OK, chances are you probably don't. But I'm curious as to what you all think - does one of the greatest pianists of all time screw Mozart's divine work? Or do you actually happen to like it (like I do)...


----------



## starry (Jun 2, 2009)

Creative and interesting but feels a bit rushed at times like he was trying to fit it onto one side of a 78 perhaps.


----------



## mueske (Jan 14, 2009)

Air said:


> this?
> 
> OK, chances are you probably don't. But I'm curious as to what you all think - does one of the greatest pianists of all time screw Mozart's divine work? Or do you actually happen to like it (like I do)...


I like it, but don't prefer it. It's Rachmaninoff being Rachmaninoff, he's not to blame. And I don't think Mozart would mind, so why should we?


----------



## TWhite (Feb 23, 2010)

Air said:


> this?
> 
> OK, chances are you probably don't.
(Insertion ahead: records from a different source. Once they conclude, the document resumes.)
PR #220, opened 2019-10-21
EID-1734 Add non-matching eIDAS CI manifest

Wynndow:
This PR may not actually be useful. See [this PR](https://github.com/alphagov/verify-terraform/pull/1084) on the release pipeline that consumes this manifest for detail.

We have three ways the VSP can be started:
* Matching
* Non-matching
* Non-matching with eIDAS

This new manifest will allow us to start up a non-matching eIDAS VSP in
the 'dev' environment.  We want this so we can test recent changes to
the VSP which allow it to accept unsigned assertions from eIDAS
countries.


Wynndow:
Have decided this approach is unnecessary, so closing.

PR #226, opened 2020-02-13
HUB-481: Improve error handling in Hub metadata config

CharlesIC:
- Upgrade Gradle to latest version

- Improve how Hub metadata configuration is parsed. The logic first tries to read overrides provided directly and then tries to read values from the environment enum if overrides have not been provided. This change introduces more checks and returns better error messages when neither the environment nor the override has been provided.
    
- It's now also possible to have an empty truststore section in the config template if the environment is provided. Previously the app would fail to initialise even if valid config was provided with environment set but empty truststore section.


src/main/java/uk/gov/ida/verifyserviceprovider/configuration/HubMetadataConfiguration.java
```diff
@@ -108,4 +110,22 @@ private KeyStore validateTruststore(KeyStore trustStore) {
         }
         return trustStore;
     }
+
+    private KeyStore tryGetTrustStore(TrustStoreConfiguration trustStoreConfiguration) {
+        try {
+            return trustStoreConfiguration.getTrustStore();
+        } catch (Exception ignored) {
```
Wynndow: What exception are you expecting to catch here, and why is it ignored? Also, seems odd that null is being returned.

But I'm curious as to what you all think - does one of the greatest pianists of all time screw Mozart's divine work? Or do you actually happen to like it (like I do)...


I happen to like it like you do. Rachmaninov was a pianist of his time (and one of the greatest that ever lived, IMO), and for a great many musicians of that particular era, Mozart was to be presented in powdered wigs, tight pants and little steps that one could only do in a Minuet.

And another thing we have to remember about Rachmaninov: He did not become a concert pianist until he was fairly well into his 'forties. Before that, he had made his living as a composer and conductor. When he left Russia during the 1917 revolution, he realized that he was going to have to make his money as a pianist (he was always an excellent one) but one thing he was weak in was repertoire. He had to achieve a great deal of concert and recital repertoire in a rather short time in order to make a living.

Mozart was probably not a composer that was that high on Rachmaninov's list of repertoire--the Romantics were certainly more within his sphere: Chopin, Liszt, Schumann and of course his own works. He came late to the 'Classicists'--Beethoven, Schubert and Mozart, and of course when they entered his concert programs, they were rather 'romanticized'. Rachmaninov was one of the last of the really Great Romantic Era pianists, and his playing mirrored that in all of his recorded performances.

I found that A-Major Sonata rather intriguing--played in the manner that I think Rachmaninov would NATURALLY have approached it. It's not what we might consider 'Authentic' Mozart playing these days, but if it worked for Rachmaninov, it probably worked very well for the audiences that attended his recitals in his day.

Frankly, it charmed the Hell out of me.

Tom


----------



## scytheavatar (Aug 27, 2009)

http://www.commentarymagazine.com/viewarticle.cfm/free-the-piano-player-11278

Interesting article concerning this issue.


----------